Recent news about the Bubonic Plague saddened and panicked China with a third case. Reports from the health authorities of China’s Inner Mongolia indicated the positive results of the third case. Two people contracted the bubonic plague in Beijing recently. The case involves a man of 55-years old who ate a wild captured rabbit and was quarantined after the diagnosis, along with the other 28 people who he encountered. The other two diagnosed caught the pneumonic plague, and their lymph nodes were very affected. Inner Mongolia’s deputy director, Fan Mengguang, explained that the third case is “isolated and unrelated.” However, the possibility of panic over the entire population is rising. On the Chinese website Weibo, for example, users are starting to express their confusion and fear. A user detailed, “Bird flu om the year of the rooster…swine fever in the year of the pig. Next year is the year of the rat…the plague is coming.”

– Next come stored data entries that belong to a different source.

PR #3505, opened 2021-04-21
Correct implementation of tribe_get_event_website_link()

Camwyn:
The issue: 
The event website link label is not being filtered correctly.

Reason:
The filters rely on a valid post ID - and we don't always pass one.

Correction:

1. Find our uses of tribe_get_event_website_link() and include the post ID - it's a param and since it's available in every case we should pass it.
2. Add functionality to _get_ the post ID if it's not passed (for backwards compatibility and customizations)

https://d.pr/i/YJlL0I

[ECP-761]

Related: https://github.com/the-events-calendar/events-pro/pull/1734

[ECP-761]: https://theeventscalendar.atlassian.net/browse/ECP-761

### DIFF
--- a/src/Tribe/Views/V2/Hooks.php
+++ b/src/Tribe/Views/V2/Hooks.php
@@ -969,12 +969,6 @@ class Hooks extends \tad_DI52_ServiceProvider {
 	 * @return string
 	 */
 	public function filter_single_event_details_event_website_label( $label, $post_id = null ) {
-		bdump('filter_single_event_details_event_website_label');
-		bdump([
-			is_null( $post_id ),
-				! tribe_events_single_view_v2_is_enabled(),
-				has_blocks( $post_id ),
-		]);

The pneumonic plague has powerful effects on the respiratory system. The disease’s cause is known to be the Yersinia pestis bacterium, which harms the lungs, causing violent lung infections. The bacteria also initiate the appearance of bubonic plague, traditionally called “black death.” Yersinia pestis also causes septicemic plague, which wrecks the blood. The pneumonic disease, however, is considered the most virulent, and without the proper treatment, it becomes fatal. Back in the 14th century, the Black Death marked a tragic period in Europe’s history. The disease spread across the Mediterranean and Europe, ending over 100 million lives.
The sought treatment is represented only by the antibiotics, according to the Centre for Disease Control in the US. People should start their treatment immediately for a guaranteed full recovery. Also, for people who come into close contact with diseased persons should ask for preventative antibiotic medication. The reported places were the plague is considered endemic are Madagascar, the Republic of Congo, and Peru.